Senator Boehm, I think it is an excellent idea. You have a long experience as a senior official in our foreign affairs department. You, certainly more than I, would know the details around that important distinction because therein absolutely lies the challenge. The normal diplomatic representation that countries do, advocating in a perfectly appropriate context, does not constitute foreign interference, which has at its outset a malicious intent. In many cases, it is done in a non-transparent way; proxy agents are often used. You would know from your previous work in our foreign affairs department, senator, examples that I wouldn’t be familiar with.

The more we can help people understand that important difference, the more people can properly participate in what would be a very normal and positive democratic process, understanding the views of different governments and meeting with diplomatic officials who are advocating these points of view. So if it is parliamentarians in this place or in our place or people who work with them, they should be confident that they are doing so in the appropriate way and able to recognize the difference — which is very significant — between a malicious attempt to interfere in the affairs of Canada or the democratic process and absolutely normal and protected work that Canada does in other countries that we would welcome other countries to do in Canada as well.
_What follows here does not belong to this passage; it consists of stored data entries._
PR #2295, opened 2022-08-12
chore(destination): change dest def name to destType for stats

sanpj2292:
# Description

In this PR, we want to change the stats which have the destination definition name detail to be `destType` as this is the convention followed in `rudder-server`

## Notion Ticket

https://www.notion.so/rudderstacks/Transformer-alerts-Revamp-5af8ab9e12bc4247b24515504dd74f9f

## Security

### DIFF
--- a/router/router.go
+++ b/router/router.go
@@ -611,7 +611,7 @@ func (worker *workerT) processDestinationJobs() {
 									jobID := destinationJob.JobMetadataArray[0].JobID
 									pkgLogger.Debugf(`[TransformerProxy] (Dest-%[1]v) {Job - %[2]v} Request started`, worker.rt.destName, jobID)
 									proxyReqparams := &transformer.ProxyRequestParams{
-										DestName:     strings.ToLower(worker.rt.destName),
+										DestName:     worker.rt.destName,
 										JobID:        jobID,
 										ResponseData: val,
 									}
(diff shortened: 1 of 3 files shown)


cisse21 (approved):

atzoum (approved):

router/router.go
```diff
@@ -666,7 +666,7 @@ func (worker *workerT) processDestinationJobs() {
 							)
 
 							stats.NewTaggedStat("transformer_proxy.output_events_count", stats.CountType, stats.Tags{
-								"destType":      worker.rt.destName,
+								"destType":      strings.ToLower(worker.rt.destName),
```
atzoum, line 669: why are we using lowercase?

sanpj2292: Basically the destination names are lower-cased in transformer, since we are sending a lower-cased value for `destType` tag for the stats send from transformer.
When we setup any alerts we need to group using `destType` which needs to in-sync with what we send from transformer

lvrach (approved):

router/router.go
lvrach: Not related to this PR, but we need to ensure that destType is represented in the same form across all of our services. It is used as an identifier in many instances, and having it in mixed cases will cause problems. My suggestion would be that transformer is changed to work with normal-casing, but not sure regarding the effort behind this.

atzoum (approved):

Minister, thank you. Would you be prepared to ask your officials to see what best practices are in other jurisdictions — and I am thinking particularly among our Five Eyes partners — and see how they could be applied here?

Mr. LeBlanc [ + ]

Senator Boehm, absolutely. I would do so with pleasure. We have a Five Eyes ministerial meeting scheduled for next week. I am happy to ask my department and groups like CSIS and others to prepare information on best practices. You are right: The Five Eyes would be the obvious place to start looking for those best practices. I would be happy to work with the appropriate representatives of the Senate and the House of Commons to make that information available in the appropriate way, both to senators and the people who work with you. I am happy to do that, senator. Thank you.